🤖 AI Summary
Multi-tenant DNN inference in edge computing faces a tri-objective optimization challenge: meeting strict latency requirements, adhering to power constraints, and minimizing carbon emissions. This paper proposes a carbon-intensity-aware real-time scheduling framework. First, it introduces a novel mechanism that dynamically adjusts device power caps based on real-time grid carbon intensity. Second, it designs an online model degradation and replacement strategy for mixed-precision DNNs, balancing inference accuracy and energy efficiency. Third, it develops a Transformer-based workload mapping estimator to improve resource allocation accuracy. Evaluated on the Jetson AGX Xavier platform, the framework reduces carbon emissions by 30% and carbon-delay product (CDP) by 25% on average over baseline methods, while satisfying millisecond-scale latency and high energy efficiency. The solution provides a deployable, system-level approach for green edge intelligence.
📝 Abstract
Edge computing systems struggle to efficiently manage multiple concurrent deep neural network (DNN) workloads while meeting strict latency requirements, minimizing power consumption, and maintaining environmental sustainability. This paper introduces Ecomap, a sustainability-driven framework that dynamically adjusts the maximum power threshold of edge devices based on real-time carbon intensity.
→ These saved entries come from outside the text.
PR #7167, opened 2023-12-18
refactor binary release workflow

metaclips:
- Ensure that we can release without needing a -ff merge to retain git commit SHA
- We can now release crates even where there are no changes to the ockam, ockam_command, and ockam_app_lib crate
- We now use same version of ockam, ockam_app_lib and ockam_command

How release workflow runs
- Create a PR that bumps the version of our crates, after PR is created, script waits for PR to be merged
- PR merged and script automatically detects and start release from the develop branch

### DIFF
--- a/.github/workflows/release-publish-crates.yml
+++ b/.github/workflows/release-publish-crates.yml
@@ -11,7 +11,7 @@ on:
         required: false
       release_branch:
         description: Release Branch Where Recent Bump Occurred
-        required: true
+        required: false
       ockam_publish_recent_failure:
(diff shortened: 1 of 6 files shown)


davide-baldo:
@metaclips 
Why do we need to bump one of those three crates in order to release?

mrinalwadhwa (approved):

metaclips:
> @metaclips Why do we need to bump one of those three crates in order to release?
We need the version desktop app and CLI to be same

PR #7169, opened 2023-12-18
Shautvast/add cbor validation

shautvast:
## Current behavior

Currently structs are serialized using CBOR, but the messages are not validated against a CDDL schema definition

## Proposed changes
fix for issue https://github.com/build-trust/ockam/issues/6690

cddl validation added for:
* nodes/models/base/NodeStatus
* nodes/models/credentials/GetCredentialRequest
* nodes/models/credentials/PresentCredentialRequest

Ecomap incorporates the innovative use of mixed-quality models, allowing it to dynamically replace computationally heavy DNNs with lighter alternatives when latency constraints are violated, ensuring service responsiveness with minimal accuracy loss. Additionally, it employs a transformer-based estimator to guide efficient workload mappings. Experimental results using NVIDIA Jetson AGX Xavier demonstrate that Ecomap reduces carbon emissions by an average of 30% and achieves a 25% lower carbon delay product (CDP) compared to state-of-the-art methods, while maintaining comparable or better latency and power efficiency.